Count the lines in the entries that contain "BaseStore". Say the number and nothing more.

◆ **Supplied entries**

------

PR #796, opened 2022-05-20
Initialize new entry attribute list with default values

### LINKED ISSUE #786: Initialize new entry data from the typing of attributes
In [`DataStore._new_annotation`](https://github.com/asyml/forte/blob/master/forte/data/data_store.py#L322), [`DataStore._new_link`](https://github.com/asyml/forte/blob/master/forte/data/data_store.py#L347) and [`DataStore._new_group`](https://github.com/asyml/forte/blob/master/forte/data/data_store.py#L368), we initialize all the unset attributes to `None`, which might not reflect the correct typing of attributes. Ideally each attribute should be initialized based on its typing annotation. For example, attribute whose annotation is `Optional[...]` can still be initialized as `None`, but attribute of `List[...]` or `FList[...]` should be initialized as empty list. Similarly, attribute of `Dict[...]` or `FDict[...]` should be initialized as empty dictionary.

We can extract the typing alias using `typing.get_origin(Entry.__dataclass_fields__[attribute_name].type)`, which can be used to determine the typing class of each annotated fields in the corresponding entry.

Any better solutions or designs are welcome. 

**Additional context**
This should be merged into `master` branch.

mylibrar:
This PR fixes #786. 

### Description of changes
* In `DataStore._new_annotaion()`, `DataStore._new_link()` and `DataStore._new_group()`,  each attribute will be initialized based on its typing annotation.
  * FDict, Dict -> {}
  * FList, List -> []
  * other types (premitives, Union, NoneType, etc.) -> None

### Test Conducted
`test_add_annotation_raw()` is updated to validate this new initialization behavior.

### DIFF
--- a/forte/data/data_store.py
+++ b/forte/data/data_store.py
@@ -12,11 +12,11 @@
 # limitations under the License.
 
 from typing import Dict, List, Iterator, Tuple, Optional, Any
-from typing_inspect import get_origin
 import uuid
 from bisect import bisect_left
 from heapq import heappush, heappop
 from sortedcontainers import SortedList
+from typing_inspect import get_origin
 
 from forte.utils import get_class
 from forte.data.base_store import BaseStore
--- a/forte/data/data_store.py
+++ b/forte/data/data_store.py
@@ -338,9 +338,9 @@ class DataStore(BaseStore):
         attr_list: List = [None] * len(attr_dict)
         for attr_name, attr_id in attr_dict.items():
             attr_class = get_origin(attr_fields[attr_name].type)
-            if attr_class in (FList, list):
+            if attr_class in (FList, list, List):
                 attr_list[attr_id - constants.ATTR_BEGIN_INDEX] = []
-            elif attr_class in (FDict, dict):
+            elif attr_class in (FDict, dict, Dict):
                 attr_list[attr_id - constants.ATTR_BEGIN_INDEX] = {}
         return attr_list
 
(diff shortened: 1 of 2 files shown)


forte/data/data_store.py
```diff
@@ -318,18 +320,32 @@ def _get_type_parent(self, type_name: str) -> str:
...
         Returns:
-            attr_dict (dict): The attributes-to-index dict of an entry.
+            attr_dict (list): A list of attributes with default values.
         """
-        return len(self._get_type_attribute_dict(type_name))
+        attr_dict: Dict = self._get_type_attribute_dict(type_name)
+        attr_fields: Dict = self._get_entry_attributes_by_class(type_name)
+        attr_list: List = [None] * len(attr_dict)
+        for attr_name, attr_id in attr_dict.items():
+            attr_class = get_origin(attr_fields[attr_name].type)
```
hunterhector, line 340: This is now inspect on the fly, but it is probably better to keep a record of this. Maybe mark this as a todo?

hunterhector: or otherwise a simple approach is to cache this in the class

hunterhector (commented):
Only one comment, can be resolved either by:
1. create a future todo (issue)
2. create a cache if that's easy to do (hopefully store that cache with some other variables that we have, and create a function to access the cache)

feipenghe (approved):

Issue #212, opened 2012-04-10
synchrony read timeout


eabbott:
In 1.9.2 with synchrony and hiredis there is no read timeout.
To simulate use iptables locally to drop outgoing packets to redis after making the connection.
1. start EM/rails/stack with a redis timeout value set
2. run a request against redis to open the connection
3. use iptables to drop packets: iptables -A OUTPUT -p tcp --dport 6379 -j DROP
4. run a request against redis, note the timeout is ineffective

PR #213, opened 2012-04-10
read timeout for synchrony driver

eabbott:
Add a read timeout for the synchrony driver as in issue #212


djanowski:
If anyone wants to revisit this, please be my guest. We'll probably remove built-in support for `em-synchrony` soon.

PR #313, opened 2013-02-02
Add support for CLIENT commands

bitterb:
This pull request adds support for `CLIENT [LIST | KILL | GETNAME | SETNAME]` commands. 

I think that some of tests might be able to be improved. For example, the current test for `CLIENT KILL` requires Redis 2.6.9 or later because the test depends on `CLIENT SETNAME`. However, the test should not use such newer commands and run on Redis 2.4.0 or later. If you have any ideas for the improvement of tests, please let me know.

### DIFF
--- a/lib/redis.rb
+++ b/lib/redis.rb
@@ -7,8 +7,6 @@ class Redis
     $stderr.puts "\n#{message} (in #{trace})"
   end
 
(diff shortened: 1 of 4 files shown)


djanowski:
Implemented in 4.0.

PR #329, opened 2013-03-25
Added subscriptions with timeout

somebody32:
Hi,

I've added subscribe and psubscribe with timeout methods. That is useful when publisher could die for an any reason and subscriber should not hang endlessly waiting. 

So if there is no data published for a timeout period then Redis::Timeout error will be raised.


djanowski:
This landed in master (and 3.3).

PR #354, opened 2013-07-26
Fix distributed db ring collision

axos88:
I have added a test to the HashRing#add_node that will test if a node ID's CRC checksum is already present and will throw an exception in such a case.
This enables to prevent quiet CRC collisions and adding databases which have the same ID, but are not identical. I had this error when adding multiple MockRedis objects to the ring which had the same ID.


djanowski:
Sorry for the delay. Thank you.

djanowski:
This is available in 3.2.2.

axos88:
lolk, your are welcome :)

PR #453, opened 2014-07-23
enable to set options by query_string

masarakki:
options:
- timeout
- inherit_socket

### DIFF
--- a/README.md
+++ b/README.md
@@ -46,7 +46,7 @@ redis = Redis.new(:host => "10.0.1.1", :port => 6380, :db => 15)
 You can also specify connection options as an URL:
 
 ```ruby
-redis = Redis.new(:url => "redis://:p4ssw0rd@10.0.1.1:6380/15")
+redis = Redis.new(:url => "redis://:p4ssw0rd@10.0.1.1:6380/15?timeout=3")
 ```
 
 By default, the client will try to read the `REDIS_URL` environment variable
@@ -166,7 +166,7 @@ end
       to redis, AND
     - your own code prevents the parent process from using the redis
       connection while a child is alive
-   
+
    Improper use of `inherit_socket` will result in corrupted and/or incorrect
    responses.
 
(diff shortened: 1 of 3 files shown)


djanowski:
I don't want to get too philosophical, but URLs describe the resource -- not all the implementation details when you try to access it. Similarly, a HTTP URL doesn't allow you to set the `Accept-Encoding` header.

For instance, if you're on a PaaS like Heroku, would it make sense that they could inject the connection timeout or other app-specific logic options via the URL? I don't think so.

If the motivation for this change is having a single configuration setting to set up the Redis client for convenience, then I don't favor it. If there's more that I'm not seeing, please let me know.

beedub:
@djanowski I think your point makes sense. How about having a separate ENV variables like `REDIS_TCP_TIMEOUT` and `REDIS_WRITE_TIMEOUT`? A natural consequence is that redis might accept dozens of configuration env vars, but that doesn't seem wrong in of itself.

djanowski:
@beedub Thank you for your response.

Right now I'm leaning towards 'roll your own'. Have a single `REDIS_OPTIONS`, query-string encoded maybe, and parse it yourself. If we see this is something many people want, then we could consider adding it into the gem.

beedub:
I don't disagree with only including it if "many people want", but what would be the criteria? Atleast two people ( me and @masarakki ) so far have pull requested two code changes with variants of the underlying need. I'd also imagine there are atleast a few more that would find this useful.

The reason why I'd like to see this merged is because I need to set tcp timeout on every app deployed to EC2 and GCE (related to https://github.com/redis/redis-rb/pull/482). Currently, this means having to copy-and-paste the redis config decoding code into each app and incur the obvious costs of copy-and-pasted code.

mrgordon:
Bumping @beedub's comment

djanowski:
If env variables are an option, then why not simply:

```ruby
redis = Redis.new(inherit_socket: ENV["REDIS_INHERIT_SOCKET"] == "1")
```

PR #481, opened 2014-12-03
Parse query string as options

beedub:
I really only needed this for `tcp_keepalive`, but I added `driver`, `timeout`, and `inherit_socket` as well.


djanowski:
Please see [my comment](https://github.com/redis/redis-rb/pull/453#issuecomment-71667464) on #453.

------

◆ **Your solution**
2